Colgo l'occasione per sfatare un luogo comune che dice che in quelle ci sono solo ragazzette facili, non è vero, ci sono persone di tutti i tipi, ragazze serissime, normali, facili. Semplicemente tutti abbiamo poco tempo e poche occasioni per conoscere e queste app rappresentano una valida strada.
Il vero problema è convincere una ragazza ad uscire davvero con te, quella è la difficoltà maggiore.


----------



## Gas (9 Gennaio 2017)

666psycho ha scritto:


> io non scegliere nessuna delle due.. e continuerei a trombare tutto quelle che mi passa sotto mano..

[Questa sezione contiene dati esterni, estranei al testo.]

PR #234, opened 2022-10-31
Fix usage of weights in WMT workloads + clean-up

### LINKED ISSUE #227: WMT Pytorch loss fluctuates over time
For the WMT Pytorch workload the loss and other metrics decrease, increase and decrease again over time. 

## Description
image

## Steps to Reproduce
On kasimbeg-6 on branch [sacrebleu](https://github.com/priyakasimbeg/algorithmic-efficiency/tree/sacrebleu) run 
```
torchrun --redirects 1:0,2:0,3:0,4:0,5:0,6:0,7:0 --standalone --nnodes=1 --nproc_per_node=8 submission_runner.py \
    --framework=pytorch \
    --data_dir=/home/kasimbeg/tensorflow_datasets \
    --experiment_dir=/home/kasimbeg \
    --experiment_name=target_setting \
    --workload=wmt \
    --submission_path=reference_algorithms/target_setting_algorithms/pytorch_adamw.py \
    --tuning_search_space=reference_algorithms/target_setting_algorithms/wmt/tuning_search_space.json > results_wmt_pytorch.txt 2>&1
```

## Source or Possible Fix

Currently investigating init, optimizers etc.

runame:
This PR is a follow-up to #233. It 
- renames `shard_numpy_ds` to `shard_and_maybe_pad_np`,
- refactors padding in librispeech workloads to use `shard_and_maybe_pad_np`,
- adds more type hints to the WMT workloads,
- refactors the use of weights in the WMT workloads, which fixes #227 (at least it should, I did not train long enough to check),
- and changes the `loss_fn` API to return a tuple `(correct averaged loss, per-example losses)` instead of just a tensor `per_example_losses`.

### DIFF
--- a/algorithmic_efficiency/workloads/ogbg/workload.py
+++ b/algorithmic_efficiency/workloads/ogbg/workload.py
@@ -1,6 +1,6 @@
 import itertools
 import math
-from typing import Dict
+from typing import Dict, Optional, Tuple
 
 from absl import flags
 import jax
@@ -81,17 +81,25 @@ class BaseOgbgWorkload(spec.Workload):
 
   # Does NOT apply regularization, which is left to the submitter to do in
   # `update_params`.
-  def loss_fn(self,
-              label_batch: spec.Tensor,
-              logits_batch: spec.Tensor,
-              mask_batch: spec.Tensor,
-              label_smoothing: float = 0.0) -> spec.Tensor:  # differentiable
+  def loss_fn(
+      self,
+      label_batch: spec.Tensor,
+      logits_batch: spec.Tensor,
+      mask_batch: Optional[spec.Tensor] = None,
+      label_smoothing: float = 0.0
+  ) -> Tuple[spec.Tensor, spec.Tensor]:  # differentiable
+    """Return (correct scalar average loss, 1-d array of per-example losses)."""
     per_example_losses = self._binary_cross_entropy_with_mask(
         labels=label_batch,
         logits=logits_batch,
         mask=mask_batch,
         label_smoothing=label_smoothing)
-    return per_example_losses
+    if mask_batch is not None:
+      n_valid_examples = mask_batch.sum()
+    else:
+      n_valid_examples = len(per_example_losses)
+    summed_loss = per_example_losses.sum()
+    return summed_loss / n_valid_examples, per_example_losses
 
   @property
   def step_hint(self) -> int:
--- a/algorithmic_efficiency/workloads/wmt/wmt_pytorch/workload.py
+++ b/algorithmic_efficiency/workloads/wmt/wmt_pytorch/workload.py
@@ -25,11 +25,12 @@ USE_PYTORCH_DDP, RANK, DEVICE, N_GPUS = pytorch_utils.pytorch_setup()
 class WmtWorkload(BaseWmtWorkload):
   """WMT PyTorch workload."""
 
-  def compute_weighted_cross_entropy(self,
-                                     logits,
-                                     targets,
-                                     weights=None,
-                                     label_smoothing=0.1):
+  def compute_weighted_cross_entropy(
+      self,
+      logits: spec.Tensor,
+      targets: spec.Tensor,
+      weights: Optional[spec.Tensor] = None,
+      label_smoothing: float = 0.1) -> spec.Tensor:
     """Compute weighted cross entropy and entropy for log probs and targets.
 
     Args:
@@ -60,7 +61,12 @@ class WmtWorkload(BaseWmtWorkload):
   # Primary eval / decode step functions.
   # ----------------------------------------------------------------------------
   @torch.no_grad()
-  def predict_step(self, inputs, params, eos_id, max_decode_len, beam_size=4):
+  def predict_step(self,
+                   inputs: spec.Tensor,
+                   params: spec.ParameterContainer,
+                   eos_id: int,
+                   max_decode_len: int,
+                   beam_size: int = 4) -> spec.Tensor:
     """Predict translation with fast decoding beam search on a batch."""
     params = params.module if isinstance(params, (DP, DDP)) else params
     params.eval()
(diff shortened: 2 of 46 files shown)


algorithmic_efficiency/workloads/wmt/wmt_pytorch/workload.py
```diff
@@ -43,8 +44,8 @@ def compute_weighted_cross_entropy(self,
       Tuple of loss for every example and batch normalizing factor.
```
znado, line 44: This docstring is no longer accurate, right? It should just be per-example losses?

znado (approved):
LGTM, just one question about NaNs as padding

algorithmic_efficiency/workloads/wmt/wmt_pytorch/workload.py
runame: Nice catch, fixed.

algorithmic_efficiency/workloads/wmt/wmt_pytorch/workload.py
```diff
@@ -289,18 +298,26 @@ def _build_input_queue(self,
...
         rng=None,
         update_batch_norm=False)
-    return self.compute_summed_metrics(logits, targets, weights)
+    loss = self.compute_weighted_cross_entropy(logits, targets, weights, 0.0)
+    mask = torch.where(targets > 0, 1, 0)
+    if weights is not None:
+      mask = torch.logical_and(weights, mask)
+    acc_sum, weight_sum = self.compute_weighted_accuracy(logits, targets, mask)
+    return {
+        'loss': torch.nansum(loss),
```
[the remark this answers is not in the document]
runame: Ah nice catch, you are completely right! This also affects the change in the OGBG workload (see [here](https://github.com/mlcommons/algorithmic-efficiency/blob/main/algorithmic_efficiency/workloads/ogbg/ogbg_pytorch/workload.py#L200)). The reason why I followed the fix, i.e. padding with nans, is that otherwise we require the user to not use the mean, but to sum the losses and divide by `weights.sum()` (assuming we add the weights in the training `batch`, otherwise we would require the user to know which weights to use). See the discussion in #227. 

Since the instruction on how to average the loss should be workload agnostic, we would have to provide very specific instructions, like saying the users have to set `denominator = batch.get('weights').sum() if 'weights' in batch else len(losses)` or something like this. If the user doesn't follow the instruction there won't be any obvious error; hence, we thought padding with nans is better. But I guess we don't have any other option than to provide explicit instructions on how to average the loss?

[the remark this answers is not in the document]
runame: I agree, I think changing the `loss_fn` API to return a tuple is probably best. We could either go with `(safely averaged loss, per-example losses)` or with `(per-examples losses, correct denominator)`. The advantage of the first version is that many (most?) people probably just want the averaged loss anyway, so they can just get the first output element and don't have to do anything more with it. Also, in the case where the user wants to use the per-example losses, the correct denominator can be derived from this case as well, so the information content of both versions is the same.

If you also think that the first version is best, I will implement it for all workloads in this PR.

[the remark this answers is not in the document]
runame: I went ahead and just implemented this. Let me know if you prefer a different solution.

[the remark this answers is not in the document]
znado: yep I prefer the first one too, thanks for implementing :)

algorithmic_efficiency/workloads/ogbg/workload.py
```diff
@@ -81,17 +81,25 @@ def _build_input_queue(self,
...
+  ) -> Tuple[spec.Tensor, spec.Tensor]:  # differentiable
+    """Return (correct scalar average loss, 1-d array of per-example losses)."""
     per_example_losses = self._binary_cross_entropy_with_mask(
         labels=label_batch,
         logits=logits_batch,
         mask=mask_batch,
         label_smoothing=label_smoothing)
-    return per_example_losses
+    if mask_batch is not None:
+      n_valid_examples = mask_batch.sum()
```
znado, line 98: for OGBG, the masking is really weird (annoying), where it is actually 2-D because it has per-example and _per-class_ masking, so I think this has to be "number of examples that have a mask that is _all_ zeros" instead of just a sum

znado (changes requested):

algorithmic_efficiency/workloads/wmt/wmt_pytorch/workload.py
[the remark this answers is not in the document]
znado: +1, implement it in a follow-up PR

algorithmic_efficiency/workloads/ogbg/workload.py
runame: Hm but this is equivalent to how it was before (see [here](https://github.com/mlcommons/algorithmic-efficiency/blob/main/reference_algorithms/development_algorithms/ogbg/ogbg_pytorch/submission.py#L60-L62)), unless I'm missing something. Or was it wrong before already?

runame: Hm but this is equivalent to how it was before (see [here](https://github.com/mlcommons/algorithmic-efficiency/blob/main/reference_algorithms/development_algorithms/ogbg/ogbg_pytorch/submission.py#L60-L62)), unless I'm missing something. Or was it wrong before already?

znado: ok, I think I confused myslef, and this is the way that we do the padding in init2winit. I think you're right because this is basically doing a per-class sigmoid_binary_cross_entropy calculation, and we want to mask out some classes too, so it's valid to sum across the whole mask. sorry for the confusion!!

znado (approved):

Guarda, quest'anno ho trombato abbastanza, più che come quantità intendo come numero di ragazze diverse. Quello che ho scoperto è che non mi interessa nulla trombare a destra e manca, non mi da alcuna soddisfazione.
Il mio sogno bagnato è stare con Missmondo e poterla trombare sempre, anche perchè è - per distacco - pure quella con cui mi trovo meglio a letto.



de sica ha scritto:


> Io ti direi " va dove ti porta il cuore", però delle volte certe persone con le quali stai bene ma non provi una determinata attrazione, sono quelle che alla lunga ti danno una certa stabilità. E non credo tu voglia "invecchiare", permettimi il termine, da solo.
> Comunque cerca di essere sincero con entrambe per qualunque decisione tu prenda, perché lo pretenderesti anche tu.



Sì hai ragione, sicuramente non voglio invecchiare da solo. Però voglio anche stare attento a non buttarmi nelle braccia della prima che passa.
Ieri è tornata PET, ci siamo visto e (ovviamente) fatto sesso. Rivederla dopo aver visto Missmondo è stato illuminante, mi sono accorto ancora di più che fra le due non esiste neppure il minimo paragone nella mia testa 



neversayconte ha scritto:


> Raga io invece vorrei questo consiglio.
> sono single e sto uscendo con due ragazze: una molto più grande di me e una più piccola. Con quella più grande c'è un feeling a livello caratteriale veramente ottimo, però mi freno perchè non mi piace tantissimo a livello fisico (diciamo 6,5 su 10 ) e poi è separata con due figli (che non vivono con lei però). L'altra ragazza, la più piccola è una ragazza bellissima, credo pure un pò sopra le mie possibilità, è molto solare e espansiva (bel carattere) però quando usciamo andando per locali sembra conoscere tutti, a volte succede che se io mi devo allontanare cinque minuti al mio ritorno me la ritrovo a parlare con altre persone. Che devo fa? Approfondire con l'una, con l'altra? Con nessuna delle due?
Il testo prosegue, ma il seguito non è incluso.